Melihat keengganan Widya menjawabnya, Arya tidak bertanya lagi. Ia melanjutkan makannya dengan diam. Suasana begitu hening di antara keduanya. Tapi bukan menenangkan, malah membuat khususnya Widya tidak nyaman.

Widya dapat bernafas lega saat Arya telah menyelesaikan sarapannya, itu artinya dia bisa segera keluar dari kamar ini. Berada di dekat Arya sungguh tidak menyenangkan.

Namun saat Widya hendak mengambil piring kotor, ucapan Arya segera menghentikan kegiatannya.

"Tidak perlu membereskan itu. Biarkan pelayan lain melakukannya. Tugas kamu cukup membawa tas kerja saya lalu mengantar saya sampai ke mobil."

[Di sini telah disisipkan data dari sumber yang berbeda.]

PR #425, opened 2024-10-31
fix: added support to border and radius for canvas2d

pecoram:


src/core/renderers/canvas/CanvasCoreRenderer.ts
```diff
@@ -134,8 +135,22 @@ export class CanvasCoreRenderer extends CoreRenderer {
     const hasClipping = clippingRect.width !== 0 && clippingRect.height !== 0;
     const hasGradient = colorTl !== colorTr || colorTl !== colorBr;
     const radius = quad.shader ? getRadius(quad) : 0;
+    const border = quad.shader ? getBorder(quad) : undefined;
+    const borderTop = quad.shader ? getBorder(quad, 'Top') : undefined;
```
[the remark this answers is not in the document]
pecoram: I am undecided whether it is better to give freedom to override one of the borders (eg. border+borderBottom) or make them exclusive

pecoram:
there is a problem with the position of the border... on the webgl renderer the border is inside (which I think is wrong or at most to be made configurable) while on the canvas renderer it is centered

src/core/renderers/canvas/CanvasCoreRenderer.ts
```diff
@@ -134,8 +135,26 @@ export class CanvasCoreRenderer extends CoreRenderer {
     const hasClipping = clippingRect.width !== 0 && clippingRect.height !== 0;
     const hasGradient = colorTl !== colorTr || colorTl !== colorBr;
     const radius = quad.shader ? getRadius(quad) : 0;
+    const border = quad.shader ? getBorder(quad) : undefined;
+    const borderTop =
+      !border?.width && quad.shader ? getBorder(quad, 'Top') : undefined;
```
elsassph, line 140: You could avoid this complex test (esp when transpiled to ES5) by having `getBorder` returning `undefined` when there is no width.

elsassph: Also maybe:
```typescript
    let tryBorderShader = Boolean(quad.shader);
    const border = tryBorderShader ? getBorder(quad) : undefined; // assuming `undefined` if no `border.width`
    if (boder) tryBorderShader = false;
    const borderTop = tryBorderShader ? getBorder(quad, 'Top') : undefined;
    //etc
```

src/core/renderers/canvas/CanvasCoreRenderer.ts
```diff
@@ -134,8 +135,26 @@ export class CanvasCoreRenderer extends CoreRenderer {
...
+      !border?.width && quad.shader ? getBorder(quad, 'Bottom') : undefined;
+    const borderLeft =
+      !border?.width && quad.shader ? getBorder(quad, 'Left') : undefined;
 
-    if (hasTransform || hasClipping || radius) {
+    if (
+      hasTransform ||
+      hasClipping ||
+      radius ||
+      border ||
```
elsassph, line 152: Do we need to save the context for borders?

wouterlucas:
Nice, thanks for the contribution! I like how you've isolated it in the Canvas implementation and thanks for the extended review @elsassph!

Heads up @jfboeve has been working on a redesign on the shaders/effects portion of the renderer. Stepping away from the Dynamic Shader and having tree shakeable shaders.

One of the topics we discussed is shaders and Canvas2D and we're keeping those separate. Limiting Effects to WebGL1/WebGL2 only as it does do not make sense to combine. Trying to come up with something to caters to both WebGL & Canvas2D would only lead to overly complicated effects definition for only a small number of applicable effects for Canvas2D anyway.

We'll have to refactor this PR a little bit to make it fit with the new effects/shaders structure down the road.

wouterlucas (approved):

src/core/renderers/canvas/CanvasCoreRenderer.ts
```diff
@@ -211,6 +214,94 @@ export class CanvasCoreRenderer extends CoreRenderer {
...
+      } else {
+        ctx.strokeRect(
+          tx + borderInnerWidth,
+          ty + borderInnerWidth,
+          width - borderWidth,
+          height - borderWidth,
+        );
+      }
+      ctx.globalAlpha = 1;
+    } else {
```
elsassph, line 244: `else if (hasQuadShader) {` at least

elsassph (approved):

src/core/renderers/canvas/shaders/UnsupportedShader.ts
```diff
@@ -27,9 +27,9 @@ export class UnsupportedShader extends CoreShader {
   constructor(shType: string) {
     super();
     this.shType = shType;
-    if (shType !== ROUNDED_RECTANGLE_SHADER_TYPE) {
-      console.warn('Unsupported shader:', shType);
-    }
+    // if (shType !== ROUNDED_RECTANGLE_SHADER_TYPE) {
```
elsassph, line 30: Should that be removed?

pecoram: let's decide, having added the missing “shaders” I think it is no longer necessary. In addition, this warning makes the inspector unusable

PR #432, opened 2024-11-04
fix: [Inspector] drop Proxies, set selective Object.defineProperties traps

### LINKED ISSUE #429: Inspector RTT support is broken
Inspector seems to break when RTT nodes are enabled, it even stalls the rendering itself.

Without inspector:
image (2)

With inspector enabled:
image (3)

With inspector enabled and RTT disabled:
image (4)

wouterlucas:
Proxies introduce a delay and differences in update graph behaviour which break the RTT parent/child updates on nodes itself, to avoid the issue only enable traps for inspector elements that we're actually interested in.

Fixes #429

### DIFF
--- a/src/main-api/Inspector.ts
+++ b/src/main-api/Inspector.ts
@@ -270,13 +270,6 @@ export class Inspector {
     node: CoreNode | CoreTextNode,
     div: HTMLElement,
   ): CoreNode | CoreTextNode {
-    const updateNodePropertyWrapper = (
-      property: keyof CoreNodeProps,
-      value: any,
-    ) => {
-      queueMicrotask(() => this.updateNodeProperty(div, property, value));
-    };
-
     // Define traps for each property in knownProperties
     knownProperties.forEach((property) => {
       const originalProp = Object.getOwnPropertyDescriptor(node, property);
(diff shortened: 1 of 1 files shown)


src/main-api/Inspector.ts
```diff
@@ -239,72 +247,87 @@ export class Inspector {
...
-      },
-      get: (target, property: keyof CoreNode, receiver: any): any => {
-        if (property === 'destroy') {
-          this.destroyNode(target.id);
-        }
+    const updateNodePropertyWrapper = (
+      property: keyof CoreNodeProps,
+      value: any,
+    ) => {
+      queueMicrotask(() => this.updateNodeProperty(div, property, value));
```
elsassph, line 277: Is the delay useful?

wouterlucas: The issue wasn't on the performance of the DOM nodes but the impact Proxies and the inspector updates had on the CoreNode processing itself.

Though I don't mind taking it out if we see risk/concern on the DOM side, can always add it back if we need it.

elsassph: JS is synchronous so you will only slow down things a bit.

michielvandergeest (approved):
LGTM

Kali ini Widya benar-benar tak percaya dengan pendengarannya. Apa yang salah dengan Arya pagi ini? Kenapa mantan suaminya itu terlalu berbeda pagi ini. Padahal dulu selama mereka menjadi pasangan suami istri mana pernah Arya meminta Widya seperti ini. Arya yang dulu terlalu menutup diri dari Widya. Bahkan secara terang-terangan Arya menolak Widya terlalu dekat dengannya. Lalu kenapa sekarang tiba-tiba berubah seperti ini?

Tak bisa menolak perintah Arya, Widya segera mengikuti langkah Arya menuju pintu keluar. Ia memilih berjalan sedikit jauh di belakang mantan suaminya itu sambil menahan kesal yang sebisa mungkin ditahannya. Biar bagaimanapun ia adalah pelayan di rumah ini. Sedangkan Arya adalah majikannya saat ini.

Tanpa diketahui Widya, Arya tersenyum tipis menikmati paginya hari ini. Ia bukannya tidak tahu betapa kesalnya mantan istrinya itu. Namun entah kenapa ia menyukai wanita itu berada di dekatnya. Untuk sesaat Arya melupakan Helen yang jauh berada di luar negeri. Karena kini pikirannya hanya terisi oleh wanita yang sedang berjalan di belakangnya.